The output layer classifies the segments of the image as containing pedestrians or not. For classification tasks, this typically includes a softmax activation function that outputs a probability distribution over the classes. The softmax function ensures that the probabilities of all possible outcomes (pedestrian or no pedestrian) sum up to one.

Step 10: Compile and Train the Model, and Model Evaluation

Model Compilation

Loss Function: The choice of a loss function depends on the specific task. For binary classification (pedestrian or not), Binary Cross-Entropy is a common choice.
Optimizer: Commonly used optimizers include SGD (Stochastic Gradient Descent), Adam, or RMSprop, which help to minimize the loss function by adjusting the weights of the network.

Model Training

During training, the model learns by adjusting the weights to minimize the loss. This is done by feeding forward the input data through the network, calculating the loss, and then propagating the error back through the network (backpropagation) to update the weights.
Example: If a batch of images (input data) includes various images of urban scenes, the model learns by adjusting to correctly identify images containing pedestrians.

Step 11: Model Evaluation

Evaluating the Model

To assess the model’s performance on unseen data, which helps to gauge its generalization capability. Common metrics include accuracy, precision, recall, and F1-score. For imbalanced datasets, precision, recall, and F1-score are particularly informative.

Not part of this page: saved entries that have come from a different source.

PR #379, opened 2024-05-29
feat: make column titles configurable

alexkalderimis:
Prior to this change, column titles were hard-coded.

This change allows column titles to be defined in configuration.

# Summary

The current behavior requires the use of a nerd-font, which the user may not have or want. This allows titles to be configured manually, which allows for natural language titles.

Manual testing, using the following config section:

```yaml
prSections:
  - title: Mine
    filters: is:open author:@me
    layout:
      updatedAt:
        title: Age
      repo:
        title: Repo
      author:
        hidden: true
      lines:
        title: Lines
      ci:
        title: Checks
      reviewStatus:
        hidden: true
      state:
        hidden: true
```

## Images/Videos

Screenshot 2024-05-29 at 4 30 03 PM

### DIFF
--- a/config/parser.go
+++ b/config/parser.go
@@ -58,8 +58,9 @@ type PreviewConfig struct {
 }
 
 type ColumnConfig struct {
-	Width  *int  `yaml:"width,omitempty"  validate:"omitempty,gt=0"`
-	Hidden *bool `yaml:"hidden,omitempty"`
+	Width  *int    `yaml:"width,omitempty"  validate:"omitempty,gt=0"`
+	Hidden *bool   `yaml:"hidden,omitempty"`
+	Title  *string `yaml:"title,omitempty"`
 }
 
 type PrsLayoutConfig struct {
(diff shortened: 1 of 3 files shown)


dlvhdr (commented):
Thanks for the PR @alexkalderimis!

The PR looks clean but I think that if we want to support the lack of nerd fonts, it should probably be done in a more system wide level.
Not sure people would actually want to modify their column names and rather would just like to replace the nerd icons with something they can see/read.
So I was thinking of a simple `useNerdFonts: false` in the config.
We can then read that in multiple places and fall back to text if needed.

Another spot we can replace icons with text is in the `ui/constants/constants.go` file.
Having a column title saying `Checks` and then seeing some random green character under it might not solve the issue :D

Let me know what you think!

alexkalderimis:
Thanks for your reply @dlvhdr! I can certainly look into adding a more general `useNerdFonts` configuration setting - it is definitely a good idea.

However, I think that customizable column names are both valuable in their own right (for internationalization if nothing else) and the foundation for building more general solutions on.

Personally, I'm already using custom names, and I prefer it

alexkalderimis:
Oh, and actually, I am already using `Checks` for the CI column and with a non-nerd font it does indeed just display coloured boxes - they are actually fine, since the colours contain all the information, so I didn't even notice I was missing anything at first.

For accessibility however, we will need to support custom icon sets of course, so that colourblindness is not an issue.

dlvhdr:
We could replace the icons with text like PASS/FAIL

alexkalderimis:
@dlvhdr - I have created a separate PR (https://github.com/dlvhdr/gh-dash/pull/380) to introduce icon sets. It was clear that doing so is orthogonal to the ability to have custom column headers (something I'd still like of course!).

alexkalderimis:
> We could replace the icons with text like PASS/FAIL

I believe this is best addressed as part of #380 - I would like to keep this PR from growing if possible and to make it limited to the functionality of customizing column headers

dlvhdr:
Hmm I can see some downsides to this approach we can flesh out.
- GitHub themselves don't support localization
- Any config value we add is a contract with our users so any change is potentially a breaking change
- This would require a lot of configuration from the user and I'm not sure it's better than providing a set of defaults with a `useNerdFont` option.

WDYT?

alexkalderimis:
Thanks for your reply @dlvhdr 

> Hmm I can see some downsides to this approach we can flesh out.
> 
>     * GitHub themselves don't support localization

I don't entirely understand the point - this is not a GitHub product, and if I understand it the expected user is someone who wants more control over their interface. I don't think you need to provide translations, but allowing the user to provide their preferred text seems only polite.

> 
>     * Any config value we add is a contract with our users so any change is potentially a breaking change

This is true of all features, of course

> 
>     * This would require a lot of configuration from the user and I'm not sure it's better than providing a set of defaults with a `useNerdFont` option.

I can see the argument - #380 aims to address that approach.

I personally don't have a problem with the level of configuration, but I am just one person.

> 
> 
> WDYT?

I clearly think that this is a good idea - I implemented it for myself and considered that if I wanted it, then others might appreciate it.

I don't mind either way of course how you choose to proceed - it is easy to maintain my own fork/patches for this functionality, if you prefer to close this PR

dlvhdr:
I think I would prefer to implement it with a single property...

alexkalderimis:
That's ok with me - feel free to close this PR and I look forward to your
input on #380

Il sab 1 giu 2024, 12:27 Dolev Hadar ***@***.***> ha scritto:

If the model is tested on a separate dataset from a different city and achieves high precision and recall, it indicates effective learning and generalization.

Step 12: Prediction

Use the trained and validated model to make predictions on new, real-world data.
For a new surveillance video feed, the model can predict the presence of pedestrians in each frame, potentially triggering alerts or informing traffic management systems.
In smart city infrastructure, the model could be integrated into traffic cameras to continuously monitor pedestrian traffic and enhance pedestrian safety at intersections.